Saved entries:
PR #4462, opened 2023-03-09
Add tests for search components

jorg-vr:
This pull request adds tests for multiple search components.

All these components now also take a `searchQuery` object as property. This makes it easier to test without a global searchquery state involved. It improves the reusability of these components, as this allows multiple searchcomponents belonging to  a different query on the same page.


niknetniko (approved):

bmesuere (approved):
👍

PR #4464, opened 2023-03-11
Make submission page wider (on smaller screens)

### LINKED ISSUE #4191: Submission page margin is too wide on smaller screens
When my screen becomes less wide than 1400px, Dodona shrinks the page width. However, this results in relatively wasteful margins; the content becomes smaller than needed.

For comparison, the course page with the same browser width is attached as the second screenshot.

image

image

freyavs:
This pull request makes the submission page a bit wider. More specifically, when the screen becomes smaller than 1400px, the margins shouldn't be too big. The width is now more in line with e.g. the course page (also for screen sizes bigger than 1400px, see below).

For screen size <1400px  (comparison with the course page):

For screens bigger than 1400px the submission page is also slightly wider now (let me know if you'd like to keep it as it was before):

**Before:**

 **After**:

Closes #4191

### DIFF
--- a/app/views/submissions/show.html.erb
+++ b/app/views/submissions/show.html.erb
@@ -1,6 +1,6 @@
 <%= render 'navbar_links' %>
 <div class="row justify-content-center">
-  <div class="col-lg-8 col-xxl-9 col-12">
+  <div class="col-md-10 col-12">
     <div class="card">
       <div class="card-title card-title-colored">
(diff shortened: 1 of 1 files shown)


jorg-vr (changes requested):

jorg-vr:
I would put this on hold, as I will remove that sidecard soon, which will solve this issue

PR #4485, opened 2023-03-16
Preload the latest submission in the editor on the activity show page

### LINKED ISSUE #2886: Easy fetch last submission in hand in area

jorg-vr:
This pull request preloads the latest submission in the code editor. When this happens, an allert is also edit that explains what happened and allows the user to restore the boilerplate.

image
image

- [x] tests are added

Closes #2886


bmesuere (changes requested):
Restoring now happens with a reload and a query string. It would be nicer for the user to do this with JS without reload.

bmesuere (changes requested):
If you impersonate me on naos, You'll see an error on https://naos.dodona.be/nl/courses/2026/activities/1944243494/

The console logs
> caught SyntaxError: missing ) after argument list

bmesuere (approved):

chvp (approved):

PR #4487, opened 2023-03-16
Replace most_recent_correct by most_resent submissions filter

### LINKED ISSUE #1441: Add option to rejudge latest submissions
Right now there's a filter option to rejudge only the latest _correct_ submission for students, but I think it would be very useful if it's possible to rejudge the latest submission (regardless of it being correct or not).

jorg-vr:
This pull request removes `most_recent_correct_per_user` scope from submissions and replaces it by `most_recent_per_user`.

Due to the fixed order of filter execution, the old functionality can still be achieved by filtering both on `most_recent_per_user` and the status `correct`.

image

Order of filter execution could be hard to interpret as an end user. If anyone has any suggestions how to explain this to the user in the UI, please give them.

As it is a rather hidden/advanced option anyway, I wouldn't mind shipping it as is without further clarification.

Closes #1441 .

### DIFF
--- a/app/views/submissions/index.html.erb
+++ b/app/views/submissions/index.html.erb
@@ -38,7 +38,7 @@
         <% if current_user&.course_admin?(@course) %>
           <%
              actions << {icon: 'replay', text: t(".reevaluate_submissions"), confirm: t(".confirm_reevaluate_submissions"), action: mass_rejudge_submissions_path(user_id: @user&.id, activity_id: @activity&.id, course_id: @course&.id, series_id: @series&.id, judge_id: @judge&.id)} if policy(Submission).mass_rejudge?
-             actions << {icon: 'done', text: t('.most_recent_correct'), search: {most_recent_correct_per_user: true}} if @activity
+             actions << {icon: 'done', text: t('.most_recent'), search: {most_recent_per_user: true}} if @activity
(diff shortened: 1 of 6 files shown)


app/views/submissions/index.html.erb
```diff
@@ -38,7 +38,7 @@
         <% if current_user&.course_admin?(@course) %>
           <%
              actions << {icon: 'replay', text: t(".reevaluate_submissions"), confirm: t(".confirm_reevaluate_submissions"), action: mass_rejudge_submissions_path(user_id: @user&.id, activity_id: @activity&.id, course_id: @course&.id, series_id: @series&.id, judge_id: @judge&.id)} if policy(Submission).mass_rejudge?
```
chvp, line 40: Not strictly required, but as far as I know this is to allow Steven to rejudge only the latest submissions, right? The `most_recent_correct` parameter isn't replicated here, so that still wouldn't work. Not necessarily something to fix in this PR, but maybe an issue should be created?

chvp (approved):

bmesuere (approved):
I agree with the changes in this PR.

To me, it is strange to put the filter in the dropdown. Especially because is it under the "options" header and filtering is different from the auto refresh option. Conceptually, it matches with the category filter dropdowns we already have.

In addition, the auto reload should conceptually be a toggle button instead of checkbox ("an action that takes place immediately")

• REQUIRED WORK:
From the records above, copy every line that includes the word "bigger".

• EXERCISE RESPONSE:
This pull request makes the submission page a bit wider. More specifically, when the screen becomes smaller than 1400px, the margins shouldn't be too big. The width is now more in line with e.g. the course page (also for screen sizes bigger than 1400px, see below).
For screens bigger than 1400px the submission page is also slightly wider now (let me know if you'd like to keep it as it was before):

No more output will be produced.